_Exercise:_
Counting task for the data below: how many lines hold the word "alok"? Answer with the number only.

_Excerpted records:_
==============================
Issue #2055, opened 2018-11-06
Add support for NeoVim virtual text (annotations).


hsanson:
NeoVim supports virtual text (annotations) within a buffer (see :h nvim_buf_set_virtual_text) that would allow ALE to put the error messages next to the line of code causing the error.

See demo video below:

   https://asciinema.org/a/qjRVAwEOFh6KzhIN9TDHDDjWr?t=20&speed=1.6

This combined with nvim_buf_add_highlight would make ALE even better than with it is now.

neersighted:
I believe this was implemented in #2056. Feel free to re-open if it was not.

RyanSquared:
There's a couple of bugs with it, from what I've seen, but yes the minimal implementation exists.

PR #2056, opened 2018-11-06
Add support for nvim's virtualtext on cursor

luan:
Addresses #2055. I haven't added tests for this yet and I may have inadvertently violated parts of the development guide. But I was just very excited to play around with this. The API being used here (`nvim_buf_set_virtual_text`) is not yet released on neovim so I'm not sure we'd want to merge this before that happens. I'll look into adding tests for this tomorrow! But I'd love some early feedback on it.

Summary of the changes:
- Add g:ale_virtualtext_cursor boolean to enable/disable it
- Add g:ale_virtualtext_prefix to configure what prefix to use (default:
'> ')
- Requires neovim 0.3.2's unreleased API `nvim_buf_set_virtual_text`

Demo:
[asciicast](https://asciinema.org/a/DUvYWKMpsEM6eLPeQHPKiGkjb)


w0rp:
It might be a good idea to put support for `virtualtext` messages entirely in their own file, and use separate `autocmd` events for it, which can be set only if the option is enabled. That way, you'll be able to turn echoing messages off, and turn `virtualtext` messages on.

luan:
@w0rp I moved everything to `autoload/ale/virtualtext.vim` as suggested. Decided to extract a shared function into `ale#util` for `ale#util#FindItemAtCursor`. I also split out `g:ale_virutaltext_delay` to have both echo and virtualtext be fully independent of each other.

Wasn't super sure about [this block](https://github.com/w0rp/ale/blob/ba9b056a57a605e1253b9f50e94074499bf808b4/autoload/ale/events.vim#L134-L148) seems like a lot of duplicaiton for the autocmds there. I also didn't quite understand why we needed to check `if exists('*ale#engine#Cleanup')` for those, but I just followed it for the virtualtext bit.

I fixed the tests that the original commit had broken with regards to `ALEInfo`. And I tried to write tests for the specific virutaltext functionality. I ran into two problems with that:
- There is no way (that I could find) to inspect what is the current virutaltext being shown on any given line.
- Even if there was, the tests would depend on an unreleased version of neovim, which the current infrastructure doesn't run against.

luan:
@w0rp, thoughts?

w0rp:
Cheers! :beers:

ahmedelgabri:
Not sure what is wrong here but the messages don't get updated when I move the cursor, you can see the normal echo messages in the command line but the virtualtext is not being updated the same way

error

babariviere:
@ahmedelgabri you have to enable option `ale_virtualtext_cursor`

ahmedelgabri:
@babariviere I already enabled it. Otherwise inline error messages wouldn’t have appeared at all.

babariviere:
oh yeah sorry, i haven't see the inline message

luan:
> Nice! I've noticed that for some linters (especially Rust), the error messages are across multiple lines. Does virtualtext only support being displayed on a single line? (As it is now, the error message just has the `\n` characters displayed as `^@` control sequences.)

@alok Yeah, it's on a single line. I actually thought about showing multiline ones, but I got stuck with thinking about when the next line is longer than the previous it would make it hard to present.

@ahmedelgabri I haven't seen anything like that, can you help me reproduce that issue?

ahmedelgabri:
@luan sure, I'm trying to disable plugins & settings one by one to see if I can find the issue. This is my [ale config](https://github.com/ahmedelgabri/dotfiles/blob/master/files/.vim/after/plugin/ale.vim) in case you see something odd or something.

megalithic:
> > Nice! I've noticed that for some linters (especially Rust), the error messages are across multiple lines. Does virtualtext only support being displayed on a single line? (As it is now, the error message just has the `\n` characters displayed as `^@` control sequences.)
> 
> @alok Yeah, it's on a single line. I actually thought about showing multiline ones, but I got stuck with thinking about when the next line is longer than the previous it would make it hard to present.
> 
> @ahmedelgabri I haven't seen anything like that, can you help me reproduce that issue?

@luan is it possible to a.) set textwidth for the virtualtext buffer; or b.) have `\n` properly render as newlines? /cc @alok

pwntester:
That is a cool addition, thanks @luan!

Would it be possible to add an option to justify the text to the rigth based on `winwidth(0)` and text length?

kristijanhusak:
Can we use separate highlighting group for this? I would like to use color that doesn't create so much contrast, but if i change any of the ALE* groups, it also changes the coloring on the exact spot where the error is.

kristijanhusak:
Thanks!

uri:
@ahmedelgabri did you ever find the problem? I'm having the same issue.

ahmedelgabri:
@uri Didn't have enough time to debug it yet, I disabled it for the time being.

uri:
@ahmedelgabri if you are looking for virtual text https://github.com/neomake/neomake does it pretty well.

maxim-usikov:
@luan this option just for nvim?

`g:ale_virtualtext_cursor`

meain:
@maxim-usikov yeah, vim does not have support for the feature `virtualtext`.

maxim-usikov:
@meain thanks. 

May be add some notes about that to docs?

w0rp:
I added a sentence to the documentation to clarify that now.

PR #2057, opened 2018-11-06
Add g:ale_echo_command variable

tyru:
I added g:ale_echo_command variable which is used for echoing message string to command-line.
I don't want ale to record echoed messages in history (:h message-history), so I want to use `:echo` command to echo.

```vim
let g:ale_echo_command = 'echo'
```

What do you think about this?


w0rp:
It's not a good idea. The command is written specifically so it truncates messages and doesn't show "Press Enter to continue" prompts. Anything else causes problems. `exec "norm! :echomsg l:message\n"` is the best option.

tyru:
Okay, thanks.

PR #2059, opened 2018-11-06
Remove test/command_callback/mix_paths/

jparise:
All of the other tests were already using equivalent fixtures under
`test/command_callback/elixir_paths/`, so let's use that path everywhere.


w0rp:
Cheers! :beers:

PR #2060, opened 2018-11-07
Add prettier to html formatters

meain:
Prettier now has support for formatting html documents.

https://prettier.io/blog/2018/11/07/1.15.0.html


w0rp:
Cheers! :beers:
==============================
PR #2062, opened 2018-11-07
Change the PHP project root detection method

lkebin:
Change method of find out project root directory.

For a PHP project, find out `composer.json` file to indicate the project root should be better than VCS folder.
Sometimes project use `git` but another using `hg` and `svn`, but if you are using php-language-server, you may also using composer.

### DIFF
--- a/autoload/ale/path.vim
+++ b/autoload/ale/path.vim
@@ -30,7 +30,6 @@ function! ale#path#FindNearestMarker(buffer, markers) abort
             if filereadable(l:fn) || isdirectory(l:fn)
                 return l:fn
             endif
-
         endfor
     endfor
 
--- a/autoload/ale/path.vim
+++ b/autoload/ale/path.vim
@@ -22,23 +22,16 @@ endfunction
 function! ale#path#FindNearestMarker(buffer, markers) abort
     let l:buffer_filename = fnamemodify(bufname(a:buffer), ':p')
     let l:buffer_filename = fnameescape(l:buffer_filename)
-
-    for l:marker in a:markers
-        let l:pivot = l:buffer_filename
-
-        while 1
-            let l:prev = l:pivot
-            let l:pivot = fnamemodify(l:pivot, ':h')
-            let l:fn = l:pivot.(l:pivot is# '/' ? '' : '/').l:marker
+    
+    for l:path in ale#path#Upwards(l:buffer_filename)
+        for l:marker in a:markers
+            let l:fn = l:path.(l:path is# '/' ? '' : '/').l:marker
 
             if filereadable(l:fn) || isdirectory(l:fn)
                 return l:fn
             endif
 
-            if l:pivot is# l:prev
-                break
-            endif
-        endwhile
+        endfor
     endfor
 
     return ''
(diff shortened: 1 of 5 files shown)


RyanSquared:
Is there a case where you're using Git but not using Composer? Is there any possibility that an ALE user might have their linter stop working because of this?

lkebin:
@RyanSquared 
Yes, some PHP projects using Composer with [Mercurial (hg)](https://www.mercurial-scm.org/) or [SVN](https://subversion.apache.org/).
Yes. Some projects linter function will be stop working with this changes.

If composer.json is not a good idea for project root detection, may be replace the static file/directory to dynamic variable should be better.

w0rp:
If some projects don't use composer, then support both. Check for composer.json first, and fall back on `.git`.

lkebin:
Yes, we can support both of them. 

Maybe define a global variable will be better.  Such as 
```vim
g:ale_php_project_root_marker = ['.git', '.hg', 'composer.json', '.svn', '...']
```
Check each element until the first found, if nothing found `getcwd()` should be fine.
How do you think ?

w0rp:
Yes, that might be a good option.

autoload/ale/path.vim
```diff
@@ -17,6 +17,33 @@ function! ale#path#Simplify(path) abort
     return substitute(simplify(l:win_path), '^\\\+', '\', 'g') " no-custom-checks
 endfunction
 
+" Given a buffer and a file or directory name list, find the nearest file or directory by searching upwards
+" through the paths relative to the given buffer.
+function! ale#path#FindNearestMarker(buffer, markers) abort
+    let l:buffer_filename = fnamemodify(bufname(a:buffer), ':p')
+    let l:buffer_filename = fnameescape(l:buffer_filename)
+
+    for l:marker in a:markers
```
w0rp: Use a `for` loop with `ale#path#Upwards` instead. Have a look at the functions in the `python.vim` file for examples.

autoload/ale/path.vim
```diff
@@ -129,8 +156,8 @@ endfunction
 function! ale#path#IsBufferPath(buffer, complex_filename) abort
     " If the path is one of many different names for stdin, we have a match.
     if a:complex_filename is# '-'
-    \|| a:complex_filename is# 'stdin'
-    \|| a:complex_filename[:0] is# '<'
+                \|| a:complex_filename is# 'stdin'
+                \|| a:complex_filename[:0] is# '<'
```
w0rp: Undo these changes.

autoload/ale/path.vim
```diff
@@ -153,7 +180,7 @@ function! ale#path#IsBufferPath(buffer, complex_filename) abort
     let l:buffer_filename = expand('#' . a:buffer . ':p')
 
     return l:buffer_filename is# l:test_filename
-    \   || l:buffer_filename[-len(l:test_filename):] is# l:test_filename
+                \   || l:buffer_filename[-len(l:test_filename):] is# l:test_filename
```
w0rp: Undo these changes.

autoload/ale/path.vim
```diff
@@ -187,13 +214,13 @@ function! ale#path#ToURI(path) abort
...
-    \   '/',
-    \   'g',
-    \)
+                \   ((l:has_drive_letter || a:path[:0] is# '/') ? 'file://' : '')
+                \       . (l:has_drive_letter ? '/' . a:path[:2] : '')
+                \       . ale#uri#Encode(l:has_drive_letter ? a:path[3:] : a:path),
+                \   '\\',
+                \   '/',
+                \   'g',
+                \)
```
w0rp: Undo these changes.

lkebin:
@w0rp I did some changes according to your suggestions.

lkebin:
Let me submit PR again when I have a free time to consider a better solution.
==============================
_Task response:_
3